Issue #4623, opened 2025-04-16
`ui.markdown` always includes mermaid library, after using mermaid once


evnchn:
### First Check

- [x] I added a very descriptive title here.
- [x] This is not a Q&A. I am sure something is wrong with NiceGUI or its documentation.
- [x] I used the GitHub search to find a similar [issue](https://github.com/zauberzeug/nicegui/issues) and came up empty.

### Example Code

```python
from nicegui import ui

def debug_markdown():
    ui.button("Create plain markdown with fenced code blocks", on_click=lambda: ui.markdown("> Dynamically-created markdown with no extras"))
    ui.button("Create Mer-maid", on_click=lambda: ui.markdown("""
    ```mermaid
    graph LR;
        A --> B;
        A --> C;
    ```
    """, extras=["fenced-code-blocks", "mermaid"]))
    ui.label(str(ui.markdown.libraries))
    if ui.markdown.libraries:
        ui.label('Mer-maid library is in ui.markdown, despite the fact that it is not used!').classes('text-red')
        ui.label('View page source. There will be references to mer-maid in createApp, which there should be none!').classes('text-red')

@ui.page('/')
def no_mermaid_page():
    ui.markdown("> Markdown with no extras")
    debug_markdown()

ui.run(port=9970)
```

### Description

Follow these steps carefully

1. Start the server brand-new
2. Check the page source code. There should be exactly 2 references to mermaid, none in `createApp` section. 
3. Check the page, it should show `[]`, since `ui.markdown.libraries` is empty. 
4. Click "Create plain markdown with fenced code blocks". It works
5. Click "Create Mer-maid". It doesn't work, which it should, since #4620 is still being investigated
6. Reload the page
7. Check the page source code. There are now more references to mermaid, with `"libraries":[{"key":"a022d63bc2efb68f616955feada73028/mermaid.js","name":"mermaid"}]` somewhere in the `createApp` section, indicating `ui.markdown` is including mermaid library for no reason*
8. Check the page, it should show `[Library(key='a022d63bc2efb68f616955feada73028/mermaid.js', name='mermaid', path=WindowsPath('C:/Users/User/Documents/RequireMainProcess/.venv/Lib/site-packages/nicegui/elements/lib/mermaid/mermaid.js'), expose=True)]`, since `ui.markdown.libraries` is empty*
9. Click "Create plain markdown with fenced code blocks". It works
10. Click "Create Mer-maid". It works, which masks issue #4620. 
[...]

PR #2991, opened 2024-04-30
Unify declaration of third-party dependencies

falkoschindler:
Currently there are three ways to include JavaScript libraries when subclassing UI elements: `libraries`, `exposed_libraries` and `extra_libraries`. This PR experiments with using `exposed_libraries` only, which seems to work for all elements. A new "signature pad" example demonstrates how to use NPM to define and install JavaScript dependencies in a NiceGUI project.

Open tasks:

- [x] deprecate `libraries` and `extra_libraries` parameters
- [x] replace `exposed_libraries` with a more intuitive name, like `dependencies`
- [x] demonstrate a more complex NPM example, like vue-signature-pad, which has other dependencies? --> No, there's currently no point in trying to integrate third-party Vue components since we're not able to support Vue 3 components at the moment.
- [x] demonstrate a more complex NPM example, like is-odd, using a bundler (see the new "is even" example)
- [x] add some documentation about custom UI elements with third-party dependencies --> I updated the readme files in the "is_even" and "signature_pad" examples. But where would be a good place in the documentation to add a pointer to these examples?

PR #4625, opened 2025-04-16
Rely on ES importmap to load `mermaid.esm.min.mjs`, never load `mermaid.js`

### LINKED ISSUE #4620: fail to initialize mermaid in markdown component
### First Check

### Example Code

~~~python
from nicegui import ui

container = ui.row()


def update_content():
    with container:
        doc = ui.markdown(
            """
```mermaid
flowchart TD
    A[Start] --> B{Decision}
    B -->|Yes| C[Action 1]
    B -->|No| D[Action 2]
    C --> E[End]
    D --> E
```
""",
            extras=[
                "fenced-code-blocks",
                "mermaid",
            ],
        )

ui.button("Create Mermaid").on("click", update_content)
ui.run()
~~~

### Description

If the markdown component is constructed after button click, it seems some mermaid library initialization fails.

errors in console:
```
nicegui.js:425 TypeError: Cannot read properties of undefined (reading 'default')
    at mermaid.js:133465:55
```

Refresh the page will make it work.

### NiceGUI Version

2.14.1

### Python Version

3.12.8

### Browser

Chrome

### Operating System

macOS

### Additional Context

_No response_

evnchn:
Fixes #4620. Reference: https://github.com/zauberzeug/nicegui/issues/4620#issuecomment-2810142095

### Updated TL-DR: 

In the end, ripped out a bunch of old mermaid JS files, and no need to do any `self.libraries.append`, since we move the responsibility of loading mermaid from `nicegui.js` to `markdown.js`, expecting `this.mermaid = (await import("mermaid")).default;` in `markdown.js` and `import mermaid from "mermaid";` in `mermaid.js` to straight-up work unless you are using an ancient browser without ES module support. Added a test and updated how `npm.json` runs as well. 

---

### TL-DR of the initial commit: 

`Mermaid.exposed_libraries[0]` has the 1st element being `mermaid.js`, which [blows up on `import`](https://github.com/zauberzeug/nicegui/issues/4620#issuecomment-2810107663) since it is a browser bundle, not a ES Module. This PR fixes it by screening through `exposed_libraries` to find the one which is `mermaid.esm.min.js` and suitable for import. 

**NOTE 🚨: Be sure to restart the server between testing, since #4623 makes the markdown element reference the mermaid right in the beginning (so statically, not dynamically load-in), making it work without the PR.** 

EDIT: Test script is at: https://github.com/zauberzeug/nicegui/issues/4620#issuecomment-2810102118

### Before: 

{A672CCF4-9231-4046-BE67-830556DD7EC0}

{38938EB3-5481-4DDF-8E66-E4838E278E08}

Observations: Doesn't work. `nicegui.js` attempts to load in `mermaid.js` which it shouldn't

### After: 

{9698C11A-B6F4-4048-96DB-61A88B944BFF}

{0F545DDF-0927-4D13-B352-C84D650687F5}

Observations: Works like a charm. `nicegui.js` attempts to load in `mermaid.esm.min.mjs` which it should

---

### History of `ui.markdown` Mermaid support: 

`ui.markdown` use to always reference Mermaid, when Mermaid support was initially added: https://github.com/zauberzeug/nicegui/commit/ced4b0f451a05979dbe59df600563bc890c777ae
> `register_component('markdown', __file__, 'markdown.js', ['lib/mermaid.min.js'])`

Then, it was made dynamic, referencing it only when needed: https://github.com/zauberzeug/nicegui/commit/1420a51512587e06ac465a0e0eab9491ccb91128
> `if 'mermaid' in extras:` `self.use_library('mermaid')`

Afterwards, the library inclusion logic got a rework, and we got this for a moment: https://github.com/zauberzeug/nicegui/commit/2671059537538be668606aa4e214b2b86809d66d
> `self.use_library(mermaid_library)`, where `from .mermaid import library as mermaid_library`, and `library = register_library(Path('mermaid', 'mermaid.esm.min.mjs'), expose=True)` in `mermaid.py`

Finally, commit https://github.com/zauberzeug/nicegui/commit/4c5745b1f9c46ef8a40dfa98dd278e8fcc1185dc introduced the `Mermaid.exposed_libraries[0]`, which: 
1. Doesn't seem to work to reference `mermaid.esm.min.js`, instead referencing `mermaid.js` as the first choice, and
2. Is the only instance in the entire codebase where it indexes into a particular item in `exposed_libraries`, where otherwise the sequence does not matter. 

@falkoschindler as you authored the last PR, am I missing something as to why you are indexing right into the first element of `exposed_libraries`?


falkoschindler:
@evnchn Brilliant analysis!
Phew, a PR from two years ago... I guess it was fine back than because there was only one element in `exposed_libraries`. It changed in PR #2991 which probably caused this bug.

I'll think about this fix again tomorrow. Right now I have so many questions... 😄

- Why does `ui.mermaid` need multiple exposed libraries and `ui.markdown` only one of them?
- Could we simply `self.libraries.extend` _all_ of `ui.markdown`'s exposed libraries?
- Why do we add them to `self.libraries` and not `self.exposed_libraries`?

evnchn:
I'm more "make the dynamic import work like the static import" when I think to resolve the issue, so I call it done if I add `mermaid.esm.min.mjs` to library, not `mermaid.js`, not really thinking about why. 

Your questions are good ones, though. But, we'll think about it tomorrow. Plus, I am not familiar with Mermaid internals. 

---

> it was fine back than because there was only one element in `exposed_libraries`

Back then, you should apply an `assert len(Mermaid.exposed_libraries) == 1` in the code, so that the issue becomes obvious. Oh well...

falkoschindler:
I just added a new test case for dynamically adding `ui.markdown` with Mermaid diagrams.

And I cleaned up the list of Mermaid dependencies that are actually used. Apparently we can remove around 100 files and tests are still green. I manually tested static Markdown with Mermaid as well as dynamically creating it.

Regarding my questions:

> Why does ui.mermaid need multiple exposed libraries and ui.markdown only one of them?

This should be addressed by commit a47065dc0a04cc4c828f6ab2517e56d6575c9809.

> Could we simply self.libraries.extend all of ui.markdown's exposed libraries?

**I'm still not sure. Could there be a scenario where we need anything from the chunks/ folder?**

> Why do we add them to self.libraries and not self.exposed_libraries?

I updated it to use `exposed_libraries` for consistency. But it doesn't seem to matter.

@evnchn What do you think? Did I miss anything else?

evnchn:
> I'm still not sure. Could there be a scenario where we need anything from the chunks/ folder?

Doubt it. AFAIK The approach with webpack chunking is to break up code in to several files (so that if your code doesn't use everything in the monolithic file, it becomes faster as there's less download going on)

So if we loaded the monolithic file, it should be the case that we need nothing more. 

If you aren't sure, you can do a code search to see if code in the chunk is in the code of the monolithic somewhere.

evnchn:
Interesting. 

My understanding is: `"mermaid":"/_nicegui/2.15.0/libraries/a022d63bc2efb68f616955feada73028/mermaid.esm.min.mjs"` in importmap already gives the `ui.markdown` plenty enough information such that it is possible to simply `this.mermaid = (await import("mermaid")).default;` in `markdown.js`. Same goes for `import mermaid from "mermaid";` in `mermaid.js`

So all that `self.exposed_libraries.append(...)` was futile from the get-go 🤡

---

Let me quickly try with Pale Moon, the browser which doesn't support ES Module natively, and check if the PR works as well. But, I am quite sure it ought to work.

evnchn:
And you can see: Now markdown.js bears the responsibility of importing `mermaid.esm.min.js`. 

{AAB9AB92-3697-443E-9C57-B934DE59F807}

This would also fix #4623, since we are no longer doing any sort of `self.exposed_libraries.append(...)`.

evnchn:
@falkoschindler wait a moment. 

**🚨Not working on Pale Moon!!!**

{5942460A-BE20-41D6-971B-4E97F55932F9}

Mind if you install the browser to test yourself? 

Though: ES Module support is pretty widespread at this point...

falkoschindler:
> So all that `self.exposed_libraries.append(...)` was futile from the get-go 🤡

Yeah, it might have been necessary back when the whole dependency management was more immature and you had to explicitly define libraries to be imported.

> This would also fix https://github.com/zauberzeug/nicegui/issues/4623

This would be awesome!

> Not working on Pale Moon!!!

Does the main branch work? Or is ES Module support already mandatory for NiceGUI?

evnchn:
> Not working on Pale Moon!!!

The issue seems to be a limitation of the Polyfill: https://github.com/guybedford/es-module-shims?tab=readme-ov-file#polyfill-edge-case-dynamic-import

Main branch also doesn't work for Pale Moon, so we can consider this a separate issue, and work on it if we want (or not, since the fix would be to include invisible elements to load in mermaid)

**Therefore, my recommendation is: Let's merge!**

```py
ui.mermaid("""
graph LR;
    A --> B;
    A --> C;
""").set_visibility(False)  # force load mermaid component
```

evnchn:
@falkoschindler also you may consider re-title and modify the description of this PR to avoid confusion down the line. We are doing _way_ more than "always add mermaid.esm.min.mjs to library, not mermaid.js" at this point.

falkoschindler (approved):

evnchn:
Final note: We should probably not spend time into supporting old browsers which does not support ES modules natively, any more than including es-module-shim. 

We have many dynamic imports: https://github.com/search?q=repo%3Azauberzeug%2Fnicegui+import+language%3AJavaScript&type=code&l=JavaScript

So: If your browser doesn't support ES modules natively, it either works for you (congrats), or it doesn't (then you'll figure it out, whether as to put some placeholder element to force import statically, or use another element).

------

▸ **How to complete this task**:
For the listing above, give the number of lines in which the string "default" occurs, and nothing else.

▸ **Exercise solution**:
3